## WHAT NEEDS TO BE DONE
Where does the word "opened" appear in the entries below? Copy each line that holds it.

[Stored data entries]
────────────────────────────────────────

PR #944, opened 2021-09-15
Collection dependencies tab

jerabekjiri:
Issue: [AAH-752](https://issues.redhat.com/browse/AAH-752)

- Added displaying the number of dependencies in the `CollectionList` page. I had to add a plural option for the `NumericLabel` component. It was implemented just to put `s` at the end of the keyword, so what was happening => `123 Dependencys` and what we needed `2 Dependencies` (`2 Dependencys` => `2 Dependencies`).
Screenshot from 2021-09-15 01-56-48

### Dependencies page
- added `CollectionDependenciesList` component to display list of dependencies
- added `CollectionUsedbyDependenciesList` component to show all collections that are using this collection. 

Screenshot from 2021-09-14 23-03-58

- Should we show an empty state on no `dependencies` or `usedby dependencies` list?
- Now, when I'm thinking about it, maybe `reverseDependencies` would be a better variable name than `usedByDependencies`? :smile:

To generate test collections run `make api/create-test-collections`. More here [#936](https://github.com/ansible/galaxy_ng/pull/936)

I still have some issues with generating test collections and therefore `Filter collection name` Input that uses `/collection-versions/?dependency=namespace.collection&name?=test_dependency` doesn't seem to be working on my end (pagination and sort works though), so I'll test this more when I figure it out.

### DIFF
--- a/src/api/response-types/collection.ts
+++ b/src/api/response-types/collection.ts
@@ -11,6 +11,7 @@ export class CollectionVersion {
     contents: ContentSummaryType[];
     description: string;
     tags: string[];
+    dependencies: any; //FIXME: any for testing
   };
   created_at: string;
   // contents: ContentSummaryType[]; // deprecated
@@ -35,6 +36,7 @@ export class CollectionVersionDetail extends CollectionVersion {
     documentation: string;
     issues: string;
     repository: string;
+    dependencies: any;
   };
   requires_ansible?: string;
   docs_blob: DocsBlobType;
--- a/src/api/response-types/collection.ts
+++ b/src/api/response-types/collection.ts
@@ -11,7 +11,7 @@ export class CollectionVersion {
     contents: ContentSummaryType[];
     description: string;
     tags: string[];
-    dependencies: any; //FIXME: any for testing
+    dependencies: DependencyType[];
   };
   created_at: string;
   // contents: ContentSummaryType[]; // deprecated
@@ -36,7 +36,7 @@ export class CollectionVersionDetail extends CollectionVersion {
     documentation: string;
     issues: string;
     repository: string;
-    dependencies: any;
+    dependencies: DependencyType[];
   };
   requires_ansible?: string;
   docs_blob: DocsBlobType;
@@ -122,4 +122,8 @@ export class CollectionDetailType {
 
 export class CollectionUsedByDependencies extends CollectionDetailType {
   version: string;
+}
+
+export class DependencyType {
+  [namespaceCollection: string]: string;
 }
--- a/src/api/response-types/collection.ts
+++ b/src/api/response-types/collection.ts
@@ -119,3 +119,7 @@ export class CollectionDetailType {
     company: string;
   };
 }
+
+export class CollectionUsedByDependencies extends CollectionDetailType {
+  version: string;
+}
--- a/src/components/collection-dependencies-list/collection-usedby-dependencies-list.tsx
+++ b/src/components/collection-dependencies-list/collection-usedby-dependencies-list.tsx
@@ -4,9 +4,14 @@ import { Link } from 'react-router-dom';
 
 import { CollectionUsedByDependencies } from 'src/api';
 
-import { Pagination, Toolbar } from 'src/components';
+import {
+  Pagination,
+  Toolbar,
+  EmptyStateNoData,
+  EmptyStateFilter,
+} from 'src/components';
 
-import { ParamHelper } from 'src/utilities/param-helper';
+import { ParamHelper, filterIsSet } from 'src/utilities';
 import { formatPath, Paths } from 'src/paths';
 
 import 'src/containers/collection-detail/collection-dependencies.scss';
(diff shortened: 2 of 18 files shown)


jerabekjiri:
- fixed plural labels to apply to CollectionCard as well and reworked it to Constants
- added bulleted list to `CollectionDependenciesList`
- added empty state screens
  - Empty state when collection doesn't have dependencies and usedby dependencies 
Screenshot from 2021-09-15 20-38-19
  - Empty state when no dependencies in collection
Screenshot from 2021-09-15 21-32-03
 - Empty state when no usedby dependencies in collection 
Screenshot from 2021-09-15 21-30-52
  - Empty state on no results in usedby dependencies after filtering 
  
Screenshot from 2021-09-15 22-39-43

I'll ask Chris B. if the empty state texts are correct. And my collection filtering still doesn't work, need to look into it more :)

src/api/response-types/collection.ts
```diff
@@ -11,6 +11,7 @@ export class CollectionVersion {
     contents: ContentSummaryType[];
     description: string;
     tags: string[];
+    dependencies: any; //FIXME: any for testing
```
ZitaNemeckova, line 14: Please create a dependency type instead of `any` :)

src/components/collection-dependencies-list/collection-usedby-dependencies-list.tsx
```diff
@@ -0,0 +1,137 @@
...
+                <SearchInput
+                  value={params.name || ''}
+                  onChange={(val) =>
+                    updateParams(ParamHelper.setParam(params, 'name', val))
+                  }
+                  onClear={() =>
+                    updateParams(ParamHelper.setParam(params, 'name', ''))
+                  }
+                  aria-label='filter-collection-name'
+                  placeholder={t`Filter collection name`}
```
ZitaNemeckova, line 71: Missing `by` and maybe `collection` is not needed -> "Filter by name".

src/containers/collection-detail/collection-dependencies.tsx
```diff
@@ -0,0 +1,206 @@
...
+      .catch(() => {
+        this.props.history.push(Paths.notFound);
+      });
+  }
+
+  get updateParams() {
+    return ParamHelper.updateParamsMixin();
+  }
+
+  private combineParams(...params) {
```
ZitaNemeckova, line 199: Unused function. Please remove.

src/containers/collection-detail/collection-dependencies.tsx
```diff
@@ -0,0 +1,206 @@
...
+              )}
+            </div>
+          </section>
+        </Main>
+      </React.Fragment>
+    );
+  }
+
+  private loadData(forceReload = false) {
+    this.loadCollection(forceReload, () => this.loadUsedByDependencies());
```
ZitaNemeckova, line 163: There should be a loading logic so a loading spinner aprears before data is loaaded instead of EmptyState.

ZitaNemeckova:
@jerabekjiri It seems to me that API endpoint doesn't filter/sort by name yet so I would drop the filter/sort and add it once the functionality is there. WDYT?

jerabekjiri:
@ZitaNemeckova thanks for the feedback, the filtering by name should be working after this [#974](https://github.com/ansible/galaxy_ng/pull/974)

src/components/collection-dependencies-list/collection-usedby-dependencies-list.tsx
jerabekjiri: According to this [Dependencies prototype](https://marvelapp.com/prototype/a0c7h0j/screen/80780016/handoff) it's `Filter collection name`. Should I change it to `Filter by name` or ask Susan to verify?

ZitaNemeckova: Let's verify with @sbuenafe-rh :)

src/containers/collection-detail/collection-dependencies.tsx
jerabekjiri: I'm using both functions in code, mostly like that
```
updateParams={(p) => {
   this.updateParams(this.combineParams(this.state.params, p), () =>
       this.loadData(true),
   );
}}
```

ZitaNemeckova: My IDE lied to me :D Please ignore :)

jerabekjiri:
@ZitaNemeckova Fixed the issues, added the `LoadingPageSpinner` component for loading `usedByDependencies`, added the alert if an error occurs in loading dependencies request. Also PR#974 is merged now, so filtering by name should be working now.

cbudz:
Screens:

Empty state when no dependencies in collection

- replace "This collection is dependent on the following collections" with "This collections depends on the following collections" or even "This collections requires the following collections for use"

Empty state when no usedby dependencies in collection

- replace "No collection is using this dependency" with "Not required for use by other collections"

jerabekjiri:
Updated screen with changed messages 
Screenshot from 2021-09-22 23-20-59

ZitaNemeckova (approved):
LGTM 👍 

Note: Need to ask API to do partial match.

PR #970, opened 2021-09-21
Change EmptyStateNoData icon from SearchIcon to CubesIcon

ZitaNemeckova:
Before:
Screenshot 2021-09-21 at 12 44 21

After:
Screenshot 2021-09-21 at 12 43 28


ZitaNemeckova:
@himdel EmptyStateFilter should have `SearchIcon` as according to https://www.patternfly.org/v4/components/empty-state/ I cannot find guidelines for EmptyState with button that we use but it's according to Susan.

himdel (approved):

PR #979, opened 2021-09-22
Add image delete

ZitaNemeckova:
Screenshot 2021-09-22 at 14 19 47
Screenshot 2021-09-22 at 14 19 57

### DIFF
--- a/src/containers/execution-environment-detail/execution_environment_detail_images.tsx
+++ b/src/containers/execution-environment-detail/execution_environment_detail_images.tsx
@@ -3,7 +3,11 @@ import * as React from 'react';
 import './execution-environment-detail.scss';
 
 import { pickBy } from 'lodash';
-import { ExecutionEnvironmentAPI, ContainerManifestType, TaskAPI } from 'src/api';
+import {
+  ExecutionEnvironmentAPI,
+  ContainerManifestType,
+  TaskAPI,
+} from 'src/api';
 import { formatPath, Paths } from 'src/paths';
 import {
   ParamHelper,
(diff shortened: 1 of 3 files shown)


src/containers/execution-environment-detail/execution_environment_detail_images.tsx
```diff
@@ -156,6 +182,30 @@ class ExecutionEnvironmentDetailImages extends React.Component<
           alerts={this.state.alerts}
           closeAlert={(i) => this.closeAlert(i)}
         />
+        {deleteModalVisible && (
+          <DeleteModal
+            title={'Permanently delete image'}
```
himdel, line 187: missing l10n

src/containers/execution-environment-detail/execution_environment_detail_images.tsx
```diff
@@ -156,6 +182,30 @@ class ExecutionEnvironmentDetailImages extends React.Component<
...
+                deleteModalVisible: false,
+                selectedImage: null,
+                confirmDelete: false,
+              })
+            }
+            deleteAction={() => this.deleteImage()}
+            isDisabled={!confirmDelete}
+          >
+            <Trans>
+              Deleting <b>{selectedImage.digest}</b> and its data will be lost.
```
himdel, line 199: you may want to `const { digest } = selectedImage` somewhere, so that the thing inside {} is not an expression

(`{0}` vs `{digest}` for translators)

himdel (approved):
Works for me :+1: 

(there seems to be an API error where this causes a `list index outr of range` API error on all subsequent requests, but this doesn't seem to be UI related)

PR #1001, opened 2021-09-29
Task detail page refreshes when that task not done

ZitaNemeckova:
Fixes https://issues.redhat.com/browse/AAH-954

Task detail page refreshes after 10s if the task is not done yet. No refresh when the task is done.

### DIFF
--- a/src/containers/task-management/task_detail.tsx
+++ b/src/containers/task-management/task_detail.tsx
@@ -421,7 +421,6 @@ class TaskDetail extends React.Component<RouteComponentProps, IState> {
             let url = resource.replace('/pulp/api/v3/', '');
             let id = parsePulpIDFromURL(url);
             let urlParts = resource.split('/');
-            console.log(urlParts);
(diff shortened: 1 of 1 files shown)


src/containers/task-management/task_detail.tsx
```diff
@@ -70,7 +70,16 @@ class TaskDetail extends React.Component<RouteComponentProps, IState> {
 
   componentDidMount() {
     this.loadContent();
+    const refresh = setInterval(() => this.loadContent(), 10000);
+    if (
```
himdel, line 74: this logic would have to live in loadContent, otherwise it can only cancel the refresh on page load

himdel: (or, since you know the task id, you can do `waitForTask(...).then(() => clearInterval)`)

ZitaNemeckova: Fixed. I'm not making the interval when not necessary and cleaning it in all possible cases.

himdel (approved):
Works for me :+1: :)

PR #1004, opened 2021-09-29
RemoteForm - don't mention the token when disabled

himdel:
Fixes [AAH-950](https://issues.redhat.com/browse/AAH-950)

────────────────────────────────────────

## RESPONSE
PR #944, opened 2021-09-15
PR #970, opened 2021-09-21
PR #979, opened 2021-09-22
PR #1001, opened 2021-09-29
PR #1004, opened 2021-09-29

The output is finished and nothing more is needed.